▶ AIM OF THE EXERCISE:
Locate all lines in the data below that hold "really" and show them.

= Beginning of Section =

PR #419, opened 2025-04-03
Fix `db:prepare` rake task when ran without database

ethax-ross:
I ran into this when I was following the setup documentation.

When setting up the app from scratch we run `bin/setup`, which calls `db:preapre`. If a database has not been created yet, it will attempt to run the `setup_search_configuration` enhancement (which is invoked _before_ `db:prepare` as we pass it as an argument to `enhance()`) and it will fail as it modifies the database (which doesn't exist yet).

The `db:prepare` command will succeed if `db:create` is ran first. We have a bit of a chicken/egg scenario here and its complicated by the fact that `db:prepare` does not invoke the `db:create` enhancements (so we can't just enhance `db:create` with `db:setup_search_configuration` in a block to ensure it runs after).

I can't see a particularly nice way around this; the best I could come up with is to modify the `setup_search_configuration` rake task to create the database if it doesn't exist. We can also enhance `db:create` with a block to setup the search config _after_ the database is created (if created via `db:create`).

This means we can run `db:preapre` when the database both exists and doesn't exist and `db:create` independently. We should be fine to drop `db:schema:load` as it will be covered by one of the other two scenarios (you'd either run `db:create` or `db:preapre` first anyway).


peteryates (approved):
Works like a charm, thanks!

Issue #417, opened 2025-04-02
Refine event names


peteryates:
We have encountered a couple of areas where the attribution portion of the event name makes recording them unclear. For example, when an `InductionPeriod` is created, which flavour of event should be triggered?

## Example of confusion

Currently, we have two services that create induction periods, `Admin::CreateInductionPeriod` (for admins) and `InductionPeriods::CreateInductionPeriod` (for ECTs).

They mostly the same thing so we should really only have `InductionPeriods::CreateInductionPeriod` for creating periods. Admins can create them in the past so we'll need the extra `notify_trs_of_new_induction_start` - but the admin service can call the generic one.

## Renaming events

If we make the event names a little more generic we don't really lose much context because the `author_type` still tells us which kind of user initiated the change.

We can rename the events , perhaps like this:

| Old | Suggested |
| --- | --------- |
| admin_creates_induction_period          | induction_period_opened  |
| admin_updates_induction_period          | induction_period_updated |
| admin_fails_teacher_induction           | teacher_fails_induction |
| admin_passes_teacher_induction          | teacher_passes_induction |
| admin_reverts_teacher_claim             | induction_period_deleted |
| admin_deletes_induction_period          | induction_period_deleted |
| appropriate_body_claims_teacher         | induction_period_opened |
| appropriate_body_releases_teacher       | induction_period_closed |
| appropriate_body_fails_teacher          | teacher_fails_induction |
| appropriate_body_passes_teacher         | teacher_passes_induction |
| teacher_name_updated_by_trs             | teacher_trs_details_refreshed |
| teacher_induction_status_updated_by_trs | teacher_trs_induction_status_updated |
| teacher_attributes_updated_from_trs     | teacher_trs_attributes_updated |
| teacher_imported_from_trs               | teacher_imported_from_trs |
| import_from_dqt                         | teacher_imported_from_dqt |

This renaming should be done as a run-once database script which can live in `db/scripts`. It's fine to use SQL strings to update them which will be quicker than looping through thousands of records. Let's test anything we do in the snapshot database first though.

graciebrennan:
going to merge the event names and will then be able to address the support ticket 1409

emily-prudence-dfe:
There will likely be another couple of sub-issues here

PR #423, opened 2025-04-03
420: Add induction_period_opened generic event and replace merged events

ghost:
## Description
- merge admin_creates_induction_period and appropriate_body_claims_teacher and replace with induction_period_opened. We decided not to specify the author type in the event name to we're creating a new generic event and merging the old ones into it.
- we have two services that create induction periods, Admin::CreateInductionPeriod (for admins) and InductionPeriods::CreateInductionPeriod (for ABs).They mostly the same thing so we have refactor the admin one to call the generic one (InductionPeriods::CreateInductionPeriod) for creating periods. Admins can create them in the past so we need the extra notify_trs_of_new_induction_start

More info on this work on parent task: https://github.com/DFE-Digital/register-early-career-teachers-public/issues/417

### DIFF
--- a/db/seeds.rb
+++ b/db/seeds.rb
@@ -52,7 +52,7 @@ def describe_induction_period(ip)
   }
 
   Event.create!(
-    event_type: 'appropriate_body_claims_teacher',
+    event_type: 'induction_period_opened',
     induction_period: ip,
     teacher: ip.teacher,
     appropriate_body: ip.appropriate_body,
@@ -63,7 +63,7 @@ def describe_induction_period(ip)
 
   if ip.finished_on
     Event.create!(
-      event_type: 'appropriate_body_claims_teacher',
+      event_type: 'induction_period_opened',
       induction_period: ip,
       teacher: ip.teacher,
       appropriate_body: ip.appropriate_body,


peteryates (commented):
Looks good.

We should be able to drop `Events::Record.admin_creates_induction_period!` now too right?

app/services/induction_periods/create_induction_period.rb
```diff
@@ -6,28 +6,70 @@ class CreateInductionPeriod
...
       @appropriate_body = appropriate_body
       @started_on = started_on
       @induction_programme = induction_programme
+      @finished_on = finished_on
+      @number_of_terms = number_of_terms
     end
 
-    def create_induction_period(author:)
-      @induction_period = InductionPeriod.create(teacher:, appropriate_body:, started_on:, induction_programme:)
+    # @param author [Sessions::User]
```
peterdavidhamilton, line 28: 🤤

app/services/induction_periods/create_induction_period.rb
```diff
@@ -6,28 +6,70 @@ class CreateInductionPeriod
...
+        success or raise ActiveRecord::Rollback
       end
 
       @induction_period
     end
+
+  private
+
+    # @param author [Sessions::User]
+    # @param modifications [Hash{String => Array}]
```
peterdavidhamilton, line 62: 🤤

app/services/admin/create_induction_period.rb
```diff
@@ -1,64 +1,59 @@
...
+      # and the teacher hasn't already passed or failed induction
+      !teacher_has_earlier_induction_periods? && !teacher_has_passed_or_failed_induction?
+    end
+
+    def teacher_has_earlier_induction_periods?
+      InductionPeriod.where(teacher:).started_before(params[:started_on]).exists?
+    end
 
+    def teacher_has_passed_or_failed_induction?
+      # Check if the teacher has any induction periods with a pass or fail outcome
```
peterdavidhamilton, line 48: BTW if the comment is atop the definition it becomes part of the yardoc output.

peterdavidhamilton (approved):

peteryates (approved):
Nice, a good start. Left a thought, we can maybe do that as a followup or later refactoring.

= End of Section =

▶ SOLUTION FOR THIS PROBLEM:
They mostly the same thing so we should really only have `InductionPeriods::CreateInductionPeriod` for creating periods. Admins can create them in the past so we'll need the extra `notify_trs_of_new_induction_start` - but the admin service can call the generic one.
If we make the event names a little more generic we don't really lose much context because the `author_type` still tells us which kind of user initiated the change.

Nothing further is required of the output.